What else is of interest here?

There are a couple other neat things going on in the example app that are worth mentioning briefly.

• Support for paginating lists of results is implemented in a simple function called object_list (after it’s corollary in Django). This function is used by all the views that return lists of objects.

  def object_list(template_name, qr, var_name='object_list', **kwargs):
      kwargs.update(
          page=int(request.args.get('page', 1)),
          pages=qr.count() / 20 + 1
      )
      kwargs[var_name] = qr.paginate(kwargs['page'])
      return render_template(template_name, **kwargs)
  

• Simple authentication system with a login_required decorator. The first function simply adds user data into the current session when a user successfully logs in. The decorator login_required can be used to wrap view functions, checking for whether the session is authenticated and if not redirecting to the login page.

  def auth_user(user):
      session['logged_in'] = True
      session['user'] = user
      session['username'] = user.username
      flash('You are logged in as %s' % (user.username))
  
  def login_required(f):
      @wraps(f)
      def inner(*args, **kwargs):
          if not session.get('logged_in'):
              return redirect(url_for('login'))
          return f(*args, **kwargs)
      return inner
  

• Return a 404 response instead of throwing exceptions when an object is not found in the database.

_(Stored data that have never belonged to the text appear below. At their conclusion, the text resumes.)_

PR #131, opened 2015-07-23
Improving controller tests

escowles:
* Adding show routes for embargo/lease so tests work
* Improving pending messages for characterization tests

### DIFF
--- a/spec/controllers/curation_concerns/generic_files_controller_spec.rb
+++ b/spec/controllers/curation_concerns/generic_files_controller_spec.rb
@@ -72,7 +72,8 @@ describe CurationConcerns::GenericFilesController do
       end
 
       context "when the file has a virus" do
-        xit "displays a flash error" do
+        it "displays a flash error" do
+          skip "pending hydra-works#89"
           expect(CurationConcerns::GenericFileActor).to receive(:virus_check).with(file.path).and_raise(CurationConcerns::VirusFoundError.new('A virus was found'))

  def get_object_or_404(model, **kwargs):
      try:
          return model.get(**kwargs)
      except model.DoesNotExist:
          abort(404)
  

Note

Like these snippets and interested in more? Check out flask-peewee - a flask plugin that provides a django-like Admin interface, RESTful API, Authentication and more for your peewee models.

Model API (smells like django)

Models and their fields map directly to database tables and columns. Consider the following:

from peewee import *

db = SqliteDatabase('test.db')

# create a base model class that our application's models will extend
class BaseModel(Model):
    class Meta:
        database = db


class Blog(BaseModel):
    name = CharField() # <-- VARCHAR


class Entry(BaseModel):
    headline = CharField()
    content = TextField() # <-- TEXT
    pub_date = DateTimeField() # <-- DATETIME
    blog = ForeignKeyField() # <-- INTEGER referencing the Blog table

This is a typical example of how to specify models with peewee. There are several things going on:

1. Create an instance of a Database

   db = SqliteDatabase('test.db')
   

   This establishes an object, db, which is used by the models to connect to and query the database. There can be multiple database instances per application, but, as I hope is obvious, ForeignKeyField related models must be on the same database.

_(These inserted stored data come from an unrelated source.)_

PR #135, opened 2015-07-27
CC models install generator will not generate GenericWork to app by default

### LINKED ISSUE #112: Don't include GenericWork in host app by default. Generate it in the tests.
... also (see #114) generate another work type that is not called GenericWork and test it with a feature test 

Note: This would mean that sufia:models:install will have to generate the GenericWork work type into the host app, since sufia actually relies on GenericWork.

This achieves 2 things:
 1. Ensures that the generator actually works, because the tests rely on it to test the GenericWork model
 1. Does not put a default GenericWork work type into host apps, which they will later have to remove  
 3. Ensures that the code functions with work types that aren't called `GenericWork`

## The Install Instructions should say:
 1. set up the rails app
 2.  run `rails g curation_concerns:install`
 3. generate a work type.  call it whatever you want.  for example `rails g curation_concerns:work generic_work`

## The test_app_generator should:
* `rails g curation_concerns:install`
* `rails delete curation_concerns:work generic_work` # delete previously generated files
* `rails delete curation_concerns:work catapult` # delete previously generated files
* `rails generate curation_concerns:work generic_work`
* `rails generate curation_concerns:work catapult` (see #114)

### LINKED ISSUE #114: Test the work generator with a feature test
Ensures that the code functions with work types that aren't called `GenericWork`  
(currently the code _does not function_ with work types that aren't called `GenericWork` 

Related to #112, but separate.

In the tests run:
* `rails delete curation_concerns:work catapult` # delete previously generated files
* `rails generate curation_concerns:work catapult`

Then run a feature test that clicks through 

* creating a Catapult object
* updating it
* adding a file to it
* adding it to a collection
* removing it from a collection
* removing the file from the Catapult object
* deleting the Catapult object

### LINKED ISSUE #125: Should CurationConcerns' Actors become concerns?
(From a conversation I had with @tampakis late yesterday) #112 has us removing GenericWork (and #124 GenericFile, potentially) from the `curation_concerns:install` generator, but we'll still have hard-coded [Actor Classes](https://github.com/projecthydra-labs/curation_concerns/tree/master/curation_concerns-models/app/actors/curation_concerns) with those names (e.g. CurationConcerns::GenericWorkActor).

Should these actors become concerns (e.g. `app/actors/concerns/generic_work_actor_behavior.rb`) that the generator mixes into a generated Actor class? For example, if the user runs:

```
rails generate curation_concerns:work catapult
```

They get `app/models/actor.rb` and `app/actors/catapult_actor.rb`, which mixes in CurationConcerns::GenericWorkActorBehavior?

@tampakis, could add an explanation of the issue you were running into on #112 yesterday that sparked this conversation?

### LINKED ISSUE #134: Works can't be added to collections through the UI
Currently only collections can be added to other collections in the interface.

In order to add a GenericWork to a collection, a user clicks "Works" or "My Works," clicks "Select an action" for a specific work and chooses "Add to collection." This is supposed to bring up a modal which allows the user to choose a collection and add the work to the collection. However, the modal html doesn't actually get added to the page.

That is because [this line](https://github.com/projecthydra-labs/curation_concerns/blob/master/app/views/catalog/_action_menu_partials/_collection.html.erb#L26) is missing for the [default action partial](https://github.com/projecthydra-labs/curation_concerns/blob/master/app/views/catalog/_action_menu_partials/_default.html.erb)

tampakis:
- Closes #112: Running `rails g curation_concerns:models:install` no longer adds the GenericWork model to the main app. Refactored to remove dependencies for an explicit `GenericWork` Curation Concern model.
  - A GenericWork view, controller, and model have been removed from the CurationConcerns application code because they can be generated with `rails g curation_concerns:work GenericWork`.
  - The tests assume that the main curation concern is a GenericWork, so the test app generator now generates a GenericWork class after installing the Curation Concerns engine. This injects an actor class (which includes WorkActorBehavior), a model class (which inherits an ActiveFedora Base class and includes GenericWorkBehavior), a controller, and a view partial.
  - Blacklight/Solr needs a track_work_path to properly render the catalog views. I removed the hard-coded `track_generic_work_path` method and metaprogrammed a [track_path method](https://github.com/projecthydra-labs/curation_concerns/compare/work_generator?expand=1#diff-0a9b4c23c6216f2b506877a8d0b3b169R27) to create a url helper for each registered curation concern.
  - I came across and fixed a bug that involved the rails application creating two works when attaching a file while initially creating a work. It was due to the `generic_file_actor` creating a second GenericWork, due the changes to the [create method in this commit](https://github.com/projecthydra-labs/curation_concerns/pull/122/files#diff-17433acc42160bb6d2751a8b39c470a5L9). Changing the order of the work_actor to attach files before creating the work was causing a GenericWork to be created in two places, once through the `super` call in the create method and in the [create_metadata method](https://github.com/projecthydra-labs/curation_concerns/compare/work_generator?expand=1#diff-4ec39f7047a04e43a5ec76c347f66246L40) of the generic_file_actor. I removed that code from the generic_file_actor, which allows a work actor of any type to only [create the work](https://github.com/projecthydra-labs/curation_concerns/compare/work_generator?expand=1#diff-17433acc42160bb6d2751a8b39c470a5L10) after the files are attached.

- Closes #114: The [work_generator_spec](https://github.com/projecthydra-labs/curation_concerns/compare/work_generator?expand=1#diff-c9aea9d988868fbc02cdd2994c4109a9R27) runs `rails g curation_concerns:work catapult`, loads the newly generated files and tests that a user can successfully create a curation concern that isn't GenericWork and add it to a collection.

- Closes #125: The actor class `GenericWorkActor` was changed to `WorkActorBehavior`, which gets mixed in to the actor so that it is consistent with the the way a generated curation concern mixes in `GenericWorkBehavior`.

- Closes #134: The default [action_menu_partial](https://github.com/projecthydra-labs/curation_concerns/compare/work_generator?expand=1#diff-a73b3248c1aafaea062607d8248912ceR26) now includes the modal html partial as it does in the [collection partial](https://github.com/projecthydra-labs/curation_concerns/blob/master/app/views/catalog/_action_menu_partials/_collection.html.erb#L26). I extended the [create_work feature spec](https://github.com/projecthydra-labs/curation_concerns/compare/work_generator?expand=1#diff-97c9d8786f5638fd05970e327a539efbR35) so that it ensures that the user can add works to collections through the UI.


jpstroop:
I believe I'm :+1: to this, but I think other :eyes: would be a good idea. @terrellt? @escowles? @mjgiarlo?

mjgiarlo:
Will take a gander after lunch!  It's number 4 in my queue.

terrellt:
I'm :+1:. Good work! I'll let @mjgiarlo take a look too, since he commented.

mjgiarlo:
Will do, soon!

mjgiarlo:
:+1: Excellent.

2. Create a base model class which specifies our database

   class BaseModel(Model):
       class Meta:
           database = db
   

   Model configuration is kept namespaced in a special class called Meta – this convention is borrowed from Django, which does the same thing. Meta configuration is passed on to subclasses, so this code basically allows all our project’s models to connect to our database.

3. Declare a model or two

   class Blog(BaseModel):
       name = CharField()
   

   Model definition is pretty similar to django or sqlalchemy – you basically define a class which represents a single table in the database, then its attributes (which are subclasses of Field) represent columns.

   Models provide methods for creating/reading/updating/deleting rows in the database.

Creating tables

In order to start using these models, its necessary to open a connection to the database and create the tables first:

# connect to our database
db.connect()

# create the tables
Blog.create_table()
Entry.create_table()

Note

Strictly speaking, the explicit call to connect() is not necessary, but it is good practice to be explicit about when you are opening and closing connections.

Model instances

Assuming you’ve created the tables and connected to the database, you are now free to create models and execute queries.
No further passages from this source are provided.